Lefebvre (1999, p. 27) baliza o eixo que descreve o processo pelo qual a cidade passou em forma de esquema:

Cidade política & Cidade comercial & Cidade industrial & Zona crítica ' 0 ---& 100% Inflexão do agrário Para o urbano ' Implosão-explosão (concentração urbana,

êxodo rural, extensão do tecido urbano, subordinação

completa do agrário ao urbano)

É no período denominado zona crítica por Lefebvre (1999, p. 27) que “a industrialização, potência dominante e coativa, converte-se em realidade dominada no curso de uma crise profunda, às custas de uma enorme confusão, na qual o passado e o possível, o melhor e o pior se misturam”.
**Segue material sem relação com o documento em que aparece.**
PR #457, opened 2022-02-18
Feat: Canister Home Messaging

lmuntanerDfinity:
# Motivation

Add content in Canisters Home

# Changes

* Add messages for Canisters Home.
* Increase margin in messages in Neurons Home


lmuntanerDfinity:
@mstrasinskis @peterpeterparker a super simple one.

Here are the screenshots:

Screenshot 2022-02-18 at 13 50 09

Screenshot 2022-02-18 at 13 50 16

frontend/svelte/src/routes/Canisters.svelte
```diff
@@ -19,6 +20,15 @@
...
     <section>
       <h1>{$i18n.canisters.title}</h1>
+      <p>{$i18n.canisters.text}</p>
+      <ul>
+        <li>{$i18n.canisters.step1}</li>
+        <li>{$i18n.canisters.step2}</li>
+        <li>{$i18n.canisters.step3}</li>
+      </ul>
+      <p>
+        {$i18n.canisters.principal_is} "{$authStore.principal}"
```
peterpeterparker, line 30: `"{$authStore.principal}"` is automatically casted to string?

in `Neurons.svelte` we explicitly use `principal?.toText()`

lmuntanerDfinity: Good point, I didn't see it. It was working but it's better to change it.

lmuntanerDfinity:

peterpeterparker (changes requested):
Cool, looks good.

Just one thing, can you add a test?

Probably worth testing that the `principal.toText` is rendered

lmuntanerDfinity:
@peterpeterparker @mstrasinskis ready for review with a test.

Interesting to note that even though I didn't explicitly use the `subscribe` method, instead used the `$` to access the store value, I still had to mock the subscribe method. Otherwise, the value in the store was `undefined`.

peterpeterparker (approved):
Thanks for the PR

PR #461, opened 2022-02-21
feat: add identity, host and fetch root key to create agent 

peterpeterparker:
# Motivation

Canisters calls shall be identified with user' identity.
Host and fetch root key are useful to develop locally and use testnet.

# Changes

- refactor `authStore` to contain user' `Identity` instead of `Principal` ("one level of information higher)
- rename constant `serviceURL` to `identityServiceURL`
- add `Identity`, optional `host` and `fetchRootKey` to agent utils
- `createAgent` is now promise based
- use `Identity` and `identityServiceURL` in `accounts.services` to fetch account balance
- use `Identity` and `host` in `proposals.services` to fetch the list of proposals (was only done in prod, now support testnet)
- globally mock `createAgent` for all tests
- extend rollup config to build app with `HOST` and `FETCH_ROOT_KEY` information

### DIFF
--- a/frontend/svelte/jest-spy.ts
+++ b/frontend/svelte/jest-spy.ts
@@ -1,4 +1,4 @@
 import * as agent from "./src/lib/utils/agent.utils";
 
-const mockCreateAgent = () => undefined;
+const mockCreateAgent = () => Promise.resolve(undefined);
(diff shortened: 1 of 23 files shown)


lmuntanerDfinity (approved):
LGTM

I don't understand the difference between Principal and Identity yet, nor why do we need to `fetchRootKey`. But apart from that, let's merge this.

PR #462, opened 2022-02-21
feat: list proposals exclude topics

peterpeterparker:
# Motivation

Apply "Topics" filter to list proposals

# Changes

- add `excludeTopics` utils
- use filter to list proposals


frontend/svelte/src/lib/utils/proposals.utils.ts
```diff
@@ -9,3 +11,14 @@ export const lastProposalId = (
   const { length, [length - 1]: last } = proposalInfos;
   return last?.id;
 };
+
+export const excludeTopics = (topics: Topic[]): Topic[] => {
```
mstrasinskis, line 15: Hmm... is it possible to move this logic in enum.utils?

mstrasinskis (approved):
LGTM

frontend/svelte/src/lib/utils/proposals.utils.ts
peterpeterparker: Good idea. Utils extracted and as discussed, I have added some comments for the existing utils regarding the "number-based enums".

mstrasinskis (approved):
LGTM. Thanks for the extra comments.

PR #468, opened 2022-02-22
feach: filter - exclude voted proposals

peterpeterparker:
# Motivation

Implement filter "Hide "Open" proposals where all your neurons have voted or are ineligible to vote" to filter the list or proposals.

# Changes

- add `excludeVotedProposals` to filter store
- toggle state on checkbox change
- hide matching proposal on the client side (see *note below)

# Note

Such a filter option, `excludeVotedProposals`, does not exists in the governance canister (see [candid](https://github.com/dfinity/nns-js/blob/2f849e2227000e08eb7e0ba121e7b6da065ebd80/candid/governance.did#L141) options to list proposals).

In the Flutter app, the filtering is applied on the client side once all the data have been fetched (as far as I understand - see piece of code in [governance tab](https://github.com/dfinity/nns-dapp/blob/db533f2a0450c9c5f394b59d5d9eaa10b2f3b195/frontend/dart/lib/ui/proposals/governance_tab_widget.dart#L212)).

```
[Proposal.A, Proposal.B, Proposal.NOT_MATCHING, Proposal.D] => [A, B, C]
```

Because the list of proposals can / shall be browsed - ux-wise - with an infinite scrolling feature, the proper solution would be to extend the canister to apply the filter in advance - on the queries.

Since we do a rewrite and I want to push forward, I decided to follow the existing Flutter path and also implement a hack that replicate the filtering on the client side.

However, the PR does not filter the results and render a `div` container for any proposals but hide - does not render - the content of the not matching proposals in the DOM. Doing so, the infinite scroll feature that is based on the intersection observer is still able to detect when the next batch of proposals shall be fetched.

```
div
   card
div
   card
div
   card
div // <--- not matching **
div
   card
div 
   card
   
** not matching the filter -> no card render but still observable by the intersection observer -> still compatible with the infinite scrolling   
```


frontend/svelte/src/lib/components/proposals/ProposalCard.svelte
```diff
@@ -24,14 +26,28 @@
   };
 
   $: color = colors[status];
+
+  // HACK: the governance canister does not implement a filter to hide proposals where all neurons have voted or are ineligible.
+  // That's why we hide these proposals on the client side only.
+  // We do not filter these types of proposals from the list but "only" hide these because removing them from the list is not compatible with an infinite scroll feature.
+  let hide: boolean;
```
mstrasinskis, line 33: nice 👍

mstrasinskis (approved):
LGTM

PR #471, opened 2022-02-23
feat: list proposal card display

peterpeterparker:
# Motivation

Style the cards in the list of proposal as in the Flutter app and add information `proposer` and `id`.

# Changes

- display `proposer` and `id`
- clamp title style
- style `Card` to display both slots `start` and `end` `flex` even on mobile
- add spacing around spinner

# Screenshots

Capture d’écran 2022-02-23 à 09 01 01
Capture d’écran 2022-02-23 à 09 01 05
Capture d’écran 2022-02-23 à 09 01 08


frontend/svelte/src/lib/components/proposals/ProposalCard.svelte
```diff
@@ -37,17 +42,26 @@
...
 
-<!-- TODO(L2-206): display all proposal information as in production -->
-<!-- TODO(L2-206): implement missing css styles - design -->
-
 <!-- We hide the card but keep an element in DOM to preserve the infinite scroll feature -->
 <div>
   {#if !hide}
     <Card>
-      <p slot="start">{proposal?.title}</p>
+      <p slot="start" class="title">{proposal?.title}</p>
```
mstrasinskis, line 49: How about `title={proposal?.title}`?

frontend/svelte/src/lib/components/proposals/ProposalCard.svelte
```diff
@@ -37,17 +42,26 @@
...
+      <p><small>Id: {id || ""}</small></p>
     </Card>
   {/if}
 </div>
+
+<style lang="scss">
+  @use "../../themes/mixins/text";
+
+  .title {
+    @include text.clamp(3);
```
mstrasinskis, line 64: Good idea, will do the same for the proposal detail instead of `overflow-wrap: anywhere;`  👍

mstrasinskis (changes requested):
Looks great, only one suggestion

frontend/svelte/src/lib/components/proposals/ProposalCard.svelte
peterpeterparker: Good idea. Done. Also destructed the `title` since I was already there ;)

mstrasinskis (approved):
Thanks for update! LGTM.

PR #473, opened 2022-02-23
feat: list proposals catch and display errors

peterpeterparker:
# Motivation

Catch and display errors for list proposals

# Changes

- try catch toasts

# Screenshots

Capture d’écran 2022-02-23 à 10 52 47


lmuntanerDfinity (approved):
LGTML

As a side comment, do we want to use some kind of error monitoring tool like Rollbar?

PR #488, opened 2022-02-25
fix: meta lang and charset

peterpeterparker:
# Motivation

Lighthouse reports an error about the charset and the lang is missing.

> Properly defines charset Error!
> A character encoding declaration is required. It can be done with a `<meta>` tag in the first 1024 bytes of the HTML or in the Content-Type HTTP response header. [Learn more](https://web.dev/charset/?utm_source=lighthouse&utm_medium=devtools).

# Changes

- fix charset
- add missing lang

# Error

Capture d’écran 2022-02-25 à 08 41 13


peterpeterparker:
Not enough, we probably need to try to add the charset in the response

> Add a Content-Type HTTP response header [#](https://web.dev/charset/?utm_source=lighthouse&utm_medium=devtools#http)
> 
> Configure your server to add a [Content-Type](https://developer.mozilla.org/docs/Web/HTTP/Headers/Content-Type) HTTP response header that includes a charset directive.
> 
> Content-Type: text/html; charset=UTF-8

peterpeterparker:
It doesn't solve the issue but it doesn't arm to set correctly charset and lang

mstrasinskis (approved):
LGTM, very positive changes 👍

PR #492, opened 2022-02-25
Fix Rust <-> candid mismatch

hpeebles:
# Motivation

This fixes the display of 'Send' transactions, which are currently failing due to a mismatch between the Rust types and the candid.

# Changes

- Reverts back to using TransferResult::Send rather than Transfer (the transaction itself is of type Transfer, but relative to the user who sent it, it is a 'Send').
- Updates the candid with the new TransactionType::Transfer variant.

# Tests

I have deployed this version to the link below and have made transactions of type 'Send', 'Receive', 'Stake Neuron' and 'Top-up Neuron', and can see these transactions all rendering correctly - https://wckdt-raaaa-aaaaa-aaatq-cai.nnsdapp.dfinity.network/
You can view the transactions by using II anchor 10003.

Creating / topping up canisters has not been tested since the cycles conversion rate is not initialized on the testnet.


peterpeterparker:
Can you also update the .did file in nns-dapp svelte? 

We should discuss how we keep the did file in sync in both flutter and svelte apps.

lmuntanerDfinity:
@hpeebles is this why we were getting alerts in some actions even though they were working?

bitdivine (approved):

hpeebles:
> @hpeebles is this why we were getting alerts in some actions even though they were working?

We spoke about this offline.

PR #495, opened 2022-02-27
Screenshot the landing page not the service worker

bitdivine:
# Motivation
The landing page test actually waits for any page load, which can be the service worker.  This happens fairly consistently if run against the testnet rather than a local toy but it depends on how fast the service worker loads.  Here is how to run the test against a real network:

```
cd e2etests && npm ci
then
NNS_DAPP_URL="https://${canister_id}.nnsdapp.dfinity.network" npm run wdio
or
NNS_DAPP_URL="https://nns.ic0.app" npm run wdio
```

# Changes
Wait for "page ready" state where the page is not the service worker loading page.

# Tests
I have run this against the testnet.  The screenshot was of the service worker loading page and is now of the landing page whereas previously it was mostly the service worker loading page.


e2e-tests/specs/example.e2e.ts
```diff
@@ -1,7 +1,19 @@
+/**
+ * Waits for a page to load.  Normally this is simple, but
+ * we have a service worker that can load completely before
+ * the actual page loads.
+ */
+function waitForLoad(browser) {
+      return browser.waitUntil(() => browser.execute(() => (document.readyState === 'complete') && (null === document.title.match(/Content Validation Bootstrap/i))), {timeout: 60_000});
```
lmuntanerDfinity, line 7: Isn't the title `'Network Nervous System'`??

Is this to make sure the Service Worker is loaded?

bitdivine: This is to make sure that the page is NOT the service worker; it puts no constraint on the final page title.  This problem will apply to any page that uses the service worker so I made the function target the service worker title rather than the NNS title.  This way the function can be re-used in any similar situation.

lmuntanerDfinity: Then maybe rename to `waitForServiceWorker`?

nmattia (approved):

PR #1230, opened 2022-08-09
L2 827 optimistic voting update

mstrasinskis:
# Motivation

Due to slow vote registration, the process was switched to optimistic UI update ([L2-827 - Proposal cast vote performance](https://dfinity.atlassian.net/browse/L2-827))

1. display voting message (yellow one) after vote registration confirmation click
2. disable current proposal action items 
  - "Adopt" and "Reject" buttons
  - disable neuron checkbox
3. update current neuron voting position: from "Cast Votes" to "My Votes" to reflect the progress (could be important for users with a huge amount of neurons)
4. after the proposal and neurons are fetched (after voting) the message is removed

# Changes

- voting using optimistic update
- show toast during update
- new toast level "running"
- expose toast ID to hide by it
- show 

# Tests

TBD

# Screenshots

https://user-images.githubusercontent.com/98811342/183778796-f52f28b0-61f1-42f5-aaad-0b28bb869ffc.mp4


frontend/src/lib/types/toast.ts
```diff
@@ -1,6 +1,6 @@
 import type { I18nSubstitutions } from "../utils/i18n.utils";
 
-export type ToastLevel = "success" | "warn" | "error";
+export type ToastLevel = "success" | "warn" | "error" | "running";
```
mstrasinskis, line 3: Name suggestions are welcome!

frontend/src/lib/components/proposal-detail/VotingCard/VotingNeuronSelect.svelte
```diff
@@ -25,53 +30,58 @@
     votingNeuronSelectStore.toggleSelection(neuronId);
 </script>
 
-<p class="headline">
-  <span>{$i18n.proposal_detail__vote.neurons}</span>
-  <span>{$i18n.proposal_detail__vote.voting_power}</span>
-</p>
-
-<ul>
-  {#each $votingNeuronSelectStore.neurons as neuron}
```
mstrasinskis, line 34: Just UI improvement to not show the semi empty UI-block between the moment when all the neurons are voted but neurons and proposal isn't yet loaded.

frontend/src/lib/components/ui/Toast.svelte
```diff
@@ -57,10 +58,14 @@
   role="dialog"
   class="toast"
   class:error={level === "error"}
-  class:warn={level === "warn"}
+  class:warn={level === "warn" || level === "running"}
```
peterpeterparker, line 61: nth: `["running", "warn"].includes(level)`

frontend/src/lib/services/proposals.services.ts
```diff
@@ -345,18 +348,69 @@ export const routePathProposalId = (
...
+      proposalId,
+    });
+    // update proposal vote state
+    votingProposal = updateProposalVote({
+      proposalInfo: votingProposal,
+      neuron: votingNeuron,
+      vote,
+    });
+
+    neuronsStore.replaceNeurons([votingNeuron]);
```
peterpeterparker, line 409: can you add a comment? I am guessing we update the stores here with an optimistic value right?

frontend/src/lib/services/proposals.services.ts
```diff
@@ -345,18 +348,69 @@ export const routePathProposalId = (
...
   neuronIds: NeuronId[];
-  proposalId: ProposalId;
+  proposalInfo: ProposalInfo;
   vote: Vote;
   reloadProposalCallback: (proposalInfo: ProposalInfo) => void;
 }): Promise<void> => {
-  startBusy({ initiator: "vote" });
-
   const identity: Identity = await getIdentity();
+  const proposalId = proposalInfo.id as bigint;
```
peterpeterparker, line 361: nth: refactor registering vote in progress in a dedicated function

frontend/src/lib/services/proposals.services.ts
```diff
@@ -345,18 +348,69 @@ export const routePathProposalId = (
...
+    vote,
+  };
+  const $definedNeuronsStore = get(definedNeuronsStore);
+
+  voteInProgressStore.add(voteInProgress);
+
+  let votingProposal: ProposalInfo = { ...proposalInfo };
+
+  const $i18n = get(i18n);
+  const toastMessage = toastsStore.show({
```
peterpeterparker, line 375: any particular reason why the toast is shown before the callback is registered and stores updated?

frontend/src/lib/services/proposals.services.ts
```diff
@@ -345,18 +348,69 @@ export const routePathProposalId = (
...
+    );
+
+    assertNonNullish(originalNeuron, `Neuron ${neuronId} not defined`);
+
+    voteInProgressStore.addSuccessfullyVotedNeuronIds({
+      proposalId,
+      successfullyVotedNeuronIds: [neuronId],
+    });
+
+    // pretend voting
```
peterpeterparker, line 396: can you improve these comments? I understand, but it's a bit a guess, that we mock the data and update the stores because with proceed with optimistic values, is that right?

frontend/src/lib/stores/toasts.store.ts
```diff
@@ -18,11 +18,14 @@ const initToastsStore = () => {
   return {
     subscribe,
 
-    show(msg: ToastMsg) {
+    show(msg: ToastMsg): symbol {
+      const id = Symbol();
```
peterpeterparker, line 22: should we add a test for this?

frontend/src/lib/stores/voting.store.ts
```diff
@@ -0,0 +1,78 @@
...
+  successfullyVotedNeuronIds: NeuronId[];
+  vote: Vote;
+}
+
+export interface VotingStore {
+  votes: VoteInProgress[];
+}
+
+/**
+ * A store that contain votes in progress data (proposals and neurons that were not confirmed by `update` calls)
```
peterpeterparker, line 17: maybe also improve comment here to explain why we need it?

frontend/src/lib/stores/voting.store.ts
```diff
@@ -0,0 +1,78 @@
...
+    votes: [],
+  });
+
+  return {
+    subscribe,
+
+    add(vote: VoteInProgress) {
+      update(({ votes }) => {
+        if (votes.find(({ proposalId }) => proposalId === vote.proposalId)) {
+          throw new Error("Simultaneous proposal voting");
```
peterpeterparker, line 30: i18n

peterpeterparker: did you test it, the error bubbled till the ui?

frontend/src/lib/stores/voting.store.ts
```diff
@@ -0,0 +1,78 @@
...
+                  ...successfullyVotedNeuronIds,
+                ])
+              ),
+            },
+          ],
+        };
+      });
+    },
+
+    remove(proposalId: ProposalId) {
```
peterpeterparker, line 70: we don't know if a `VoteInProgress` is still in progress or fully executed - is it ok to `remove` such an entity that has not been fully completed?

frontend/src/lib/stores/neurons.store.ts
```diff
@@ -50,6 +50,32 @@ const initNeuronsStore = () => {
...
+      update(({ neurons: oldNeurons, certified }: NeuronsStore) => {
+        const newNeurons = new Map(
+          neurons.map((neuron) => [neuron.neuronId, neuron])
+        );
+        const updatedNeurons = oldNeurons?.map((old) => {
+          const { neuronId } = old;
+          const newNeuron = newNeurons.get(neuronId);
+
+          if (newNeuron) {
+            newNeurons.delete(neuronId);
```
peterpeterparker, line 64: ummm not a big fan of that pattern with a `delete` within a `.map`, not particular reason, just a bit the mix of functional and imperative code feels a bit like anti-pattern.

why not just mapping the ids e.g.?

```
replaceNeurons(neurons: NeuronInfo[]) {
      update(({ neurons: oldNeurons, certified }: NeuronsStore) => {
          const newNeuronsIds = neurons.map({neuronId} => neuronId)
          return {
              neurons: [
                   ...oldNeurons.filter({neuronId} => !newNeuronIds.includes(neuronId)),
                   ..neurons.filter({neuronId} => newNeuronIds.includes(neuronId)),
```

frontend/src/lib/services/proposals.services.ts
```diff
@@ -345,18 +348,69 @@ export const routePathProposalId = (
...
+      $proposalTitle: proposalInfo.proposal?.title ?? "",
+      $proposalId: `${proposalId}`,
+    },
+  });
+  const registerVoteCallback = (neuronId: NeuronId) => {
+    const originalNeuron = $definedNeuronsStore.find(
+      ({ neuronId: id }) => id === neuronId
+    );
+
+    assertNonNullish(originalNeuron, `Neuron ${neuronId} not defined`);
```
peterpeterparker, line 389: i18n

peterpeterparker:
should any features that can change the value of existing neurons be disabled while votes are in progress?

frontend/src/lib/components/ui/Toast.svelte
mstrasinskis: Fancy look vs performance, updated 👍

peterpeterparker: 😁

frontend/src/lib/stores/voting.store.ts
mstrasinskis: It's not intended for the user. The current UI prevents this by disabling the buttons. But because it's pretty critical, the error was added to help future us with debugging.

frontend/src/lib/stores/neurons.store.ts
mstrasinskis: It was done like this before (your suggestion). The new requirement is to preserve the neuron order within the store.

frontend/src/lib/services/proposals.services.ts
mstrasinskis: > should any features that can change the value of existing neurons be disabled while votes are in progress?

Good point, I'll disable some buttons on the neuron page.

frontend/src/lib/services/proposals.services.ts
mstrasinskis: Actually, I expect the neurons to be already in place. This is more like 'just in case' assertion. I'll add a TODO to remove it as soon as the feature is tested on the `mainnet`.

frontend/src/lib/stores/voting.store.ts
mstrasinskis: Add a comment plz!

frontend/src/lib/services/proposals.services.ts
mstrasinskis: Was moved down

frontend/src/lib/stores/toasts.store.ts
mstrasinskis: Done, thanks.

frontend/src/lib/stores/neurons.store.ts
peterpeterparker: I see, thanks for the feedback. Code wise, I have to say I don't like that requirements then 😉. But makes sense.

Can you add a comment about it in the code please?

frontend/src/lib/i18n/en.json
```diff
@@ -43,7 +43,7 @@
     "rename_subaccount_type": "The account provided is not a linked account. Only linked account can be renamed.",
     "get_neurons": "There was an unexpected issue while searching for the neurons.",
     "get_known_neurons": "There was an unexpected issue while searching for the known neurons.",
-    "register_vote": "Sorry, there was an error while registering the vote. Please try again.",
+    "register_vote": "Sorry, there was an error while registering the vote (Proposal: $proposalId). Please try again.",
```
peterpeterparker, line 46: Maybe: "Sorry, there was an error while registering the vote for the proposal $proposalId"..."

Or "Sorry...your vote for the proposal $proposalId."

not sure if it's "for the proposal" or "on the proposal" though

frontend/src/lib/i18n/en.json
```diff
@@ -426,7 +426,8 @@
     "vote_status": "Neuron $neuronId has voted $vote",
     "accept_or_reject": "Do you want to adopt or reject Proposal <strong>$id</strong> &ndash; <strong>$title</strong> for <strong>$topic</strong>?",
     "cast_vote_neuronId": "Neuron ID $neuronId",
-    "cast_vote_votingPower": "Voting power of $votingPower"
+    "cast_vote_votingPower": "Voting power of $votingPower",
+    "voting_in_progress_message": "Registering the vote ($vote) for $proposalTitle ($proposalId). Please do not leave the nns-dapp until the registration is complete."
```
peterpeterparker, line 430: - instead of the proposal title, i suggest to use the proposal `Topic`. Double check with Mischa but knowing upcoming UI changes, it makes sense I think

- Not sure we should reference "nns-dapp" because actually, it seems that so far we never do. Even in the meta data.

- the vote or your vote?

- should we display "Registering your vote (yes / no)..." or actually display "Accepting proposal..." or "Rejecting proposal ..."?

So all in all, maybe:

Accepting proposal $topic ($proposalId). Please do not close the dapp until completed.

Only suggestion, if interesting maybe worth to check with Mischa

mstrasinskis: Adopting proposal $topic ($proposalId) | Rejecting proposal $topic ($proposalId)

frontend/src/lib/services/proposals.services.ts
```diff
@@ -377,104 +437,61 @@ export const registerVotes = async ({
...
-  stopBusy("vote");
+  Promise.all([reloadListNeurons(), reloadProposal()]).finally(() => {
+    // remove in progress state update call
+    voteInProgressStore.remove(voteInProgress.proposalId);
+    toastsStore.hide(toastMessage);
+  });
 };
 
-const requestRegisterVotes = async ({
+export const requestRegisterVotes = async ({
```
peterpeterparker, line 469: since we now expose the function, is it worth adding a test too? or did you?

frontend/src/lib/services/proposals.services.ts
```diff
@@ -341,31 +343,89 @@ export const routePathProposalId = (
 
 /**
  * Makes multiple registerVote calls (1 per neuronId).
- * @returns List of errors (order is preserved)
+ *
+ * In order to improve UX optimistic UI update is used: after every successful neuron vote registration (`registerVote`) we mock the data (both proposal and voted neuron) and update the stores with optimistic values.
  */
 export const registerVotes = async ({
```
peterpeterparker, line 349: can we add some test for `registerVotes` that checks that the `voteInProgressStore` new features are used?

frontend/src/lib/i18n/en.json
mstrasinskis: Just to use the same pattern as in 'in-progress' message: Sorry, there was an error while registering the vote for the proposal $topic $proposalId. Please try again. ?

peterpeterparker: Sounds good 👍

peterpeterparker (approved):
LGTM, thanks!!!

frontend/src/lib/services/proposals.services.ts
mstrasinskis: Good point. Will be done together with new utils in a separate PR.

Surge com base nessa zona crítica a ideia de cidade ideal, onde não haveria conflitos, contradições e problemas sociais. As crises “urbanas” atribuídas normalmente ao aumento de população, ao inchaço urbano, leva à ilegalidade e à aparente desordem. Esta ilegalidade são as favelas, as invasões, a desordem, o caos, as regularizações que não acontecem e os surge bairros que surgem da noite para o dia com leis e normas próprias.

Os defensores da cidade ideal afirmam que a violência é oriunda dos pobres e do lugar onde vivem, porém a atual globalização econômica e principalmente o poder do tráfico de drogas e armas são grandes desestabilizadores sociais e formadores de segregações.

Enfim, a cidade se molda a partir das relações sociais, caracteriza-se de acordo com o sistema socioeconômico existente. A cidade surge onde se valoriza as trocas, a impessoalidade está presente e a violência brota como um dos principais problemas advindos das segregações, convivendo num mesmo espaço.